Del otro, la literatura, al haberse desconectado de la filosofía práctica, por no haber sabido pasar entre la Escila de la pedagogía y la Caribdis de la mercancía, ha quedado relegada a mero pasatiempo, cuando, como saben muy bien los niños, uno de los principales encantos de la ficción es ofrecer herramientas que aumenten su sensación de poder hacer cosas, que es como Spinoza definía la alegría.
Personalmente, no creo que exista demasiada diferencia entre las fórmulas mágicas, las técnicas de caza o las informaciones geográficas que hinchan la garganta del niño que las escucha de noche en la cama porque piensa que podrá aplicarlas al día siguiente en la escuela, y las intuiciones poéticas y las doctrinas filosóficas que nos prometen libertad, alegría y valor.
Finalmente, en la literatura podemos aprender a ejercer la rara capacidad de reconocer la felicidad al vuelo. Tomemos, por ejemplo, el siguiente fragmento de Las aventuras de Huckleberry Finn (1884), de Mark Twain. Huck, el vagabundo, y Jim, el esclavo fugado, se hallan escondidos en la isla Jackson, en pleno Misisipi. Refugiados en la boca de una caverna, cenan en silencio mientras observan cómo la tormenta agita las aguas del río. De repente, Huck dice:
Jim, esto es bonito. No quisiera estar en otro sitio más que aquí. Dame otra tajada de pescado y pan caliente. [Huckleberry Finn]
Las posibilidades son muchas.
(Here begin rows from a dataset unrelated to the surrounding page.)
PR #658, opened 2021-04-24
Remove useless swizzle generator

jfalcou:


include/eve/detail/function/swap_adjacent_groups.hpp
```diff
@@ -18,32 +18,33 @@ namespace eve
...
+  namespace detail
   {
-    // List all possible swags for a current size
-    constexpr auto sz = sizeof...(I);
-    constexpr auto x = []<std::size_t... N>( std::index_sequence<N...> )
+    //==============================================================================================
+    // Classify a pattern as a swag
+    template<std::ptrdiff_t G, std::ptrdiff_t N>
+    inline constexpr
+    auto swap_adjacent_groups_n = fix_pattern<N> ( [](auto i, auto)
```
DenisYaroshevskiy, line 27: Can we call these `*_pattern`? `_n` doesn't tell me anything.

jfalcou: sure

Podemos decir que se trata de una escena claramente racista, pues un blanco le da una orden a un negro. Podemos decir que es un pasaje machista, pues la idea de aventura y libertad parece reservada exclusivamente a los hombres. Podemos decir que es un fragmento burgués, pues la búsqueda de la libertad se lleva a cabo en un plano meramente individual. E incluso podemos apuntar que el ambiente está impregnado de una tensión homoerótica.
No es inverosímil que todos esos comentarios tengan su parte de razón, porque el mundo es lo suficientemente complejo y diverso como para que todas las teorías acierten, pero lo que me parece que ninguno de ellos capta es que, a pesar de todos los pesares, Huck y Jim están siendo intensamente felices.
En este sentido, pienso que aprender a leer es aprender a vivir, porque cada fragmento de nuestra existencia admite un comentario que nos permita, a pesar de todo, reconocer que somos felices.